All participants were informed about the study by a standardized hand-out and gave written informed consent. The study was approved by the institutional ethics committee (EK 290/11). Since no potential harm for the participants was expected or even considered possible, the ethics committee asked that informed consent be obtained prior to the study, which was done as described before.

Study protocol

This three-arm parallel-group trial was conducted at the Department of Anaesthesiology, University Hospital Aachen, Germany in 2008/2009 (Figure 1).
Figure 1

Study design. Flow-chart of the study design and distribution of participants according to CONSORT statement.

In the first step the allocation of students was conducted by a representative of the Bureau of Student Affairs blinded to the study because of organisational circumstances of the medical school, followed by study group assignment performed by the investigator following the principle of contingency. The allocation procedure resulted in a training group consisting of only female participants (F), a training group consisting of only male participants (M) and a standard training group consisting of male and female participants (S). The baseline testing was provided to ensure that there were no significant differences in the baseline characteristics between the groups.

Prior to the teaching modules, baseline BLS-performance was assessed on a manikin to whom all participants were presented in the same mock scenario in which each individual was asked to resuscitate a person that had just collapsed in front of them. The following standardized text was used:

“Okay, imagine, you are in a public place.

There, this person now collapses without any obvious reason right in front of you.

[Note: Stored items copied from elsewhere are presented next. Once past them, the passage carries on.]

PR #4882, opened 2025-05-08
Link pmo sfu

joyceqin-stripe:
## Summary

Link will display mandates correctly by reading from PMO SFU.

Note: in the playground, elementsSession.linkPassthroughModeEnabled is true except when APMS are off and Link is in PaymentMethod mode, for some reason, so you can only test setting Link as a payment method PMO SFU then. Otherwise, it's in passthrough mode, and it checks the underlying payment method's SFU.
## Motivation

Bug bash
## Testing

Unit tests
Manual testing
- Pay + Link PM mode, link:off_session, mandate showed up
- Pay + Link passthrough mode, link:off_session, mandate did not show up
- Pay + Link PM mode, link: none, card:off_session, mandate did not show up
- Pay + Link passthrough mode, link: none, card:off_session, mandate showed up
- Pay+SFU + Link PM mode, link:none, mandate did not show up
- Pay+SFU Link passthrough mode, link:none, mandate showed up
- Pay+SFU + Link PM mode, link: off_session, card:none, mandate showed up
- Pay + Link passthrough mode, link: off_session, card:none, mandate did not show up
## Changelog

N/A


StripePaymentSheet/StripePaymentSheet/Source/PaymentSheet/PaymentSheet+API.swift
```diff
@@ -519,7 +519,7 @@ extension PaymentSheet {
                     switch result {
                     case .success:
                         STPAnalyticsClient.sharedClient.logLinkSignupComplete()
-                        let linkPaymentMethodType: STPPaymentMethodType = elementsSession.linkPassthroughModeEnabled ? intentConfirmParams.paymentMethodParams.type : .link
+                        let linkPaymentMethodType: STPPaymentMethodType = intentConfirmParams.paymentMethodParams.type
```
joyceqin-stripe, line 522: Upon further investigation, the .signUp case is only for inline link signup, and inline link signup is disabled when not in passthrough mode, so we don't need this check anymore

tillh-stripe: We will likely re-enable inline signup for payment method mode after making some changes. Could you undo this change?

StripePaymentSheet/StripePaymentSheet/Source/PaymentSheet/PaymentSheetFormFactory/PaymentSheetFormFactory.swift
```diff
@@ -111,6 +111,9 @@ class PaymentSheetFormFactory {
             }
         }()
         let paymentMethodType: STPPaymentMethodType = {
+            if linkAccount != nil, !elementsSession.linkPassthroughModeEnabled {
+                return .link
+            }
```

This manikin represents this person! What are you going to do straight away?

Please take the measures which are necessary in your opinion!”

The performance was followed by no feedback.

Practical test setup was performed with a manikin (Skillreporter Resusci® Anne, Laerdal, Stavanger, Norway) placed in supine position on the floor dressed with a zippered jacket. The procedure was carried out as single-rescuer-CPR (ECC in combination with mouth-to-mouth-ventilation) and terminated at least 180 sec after the first ECC.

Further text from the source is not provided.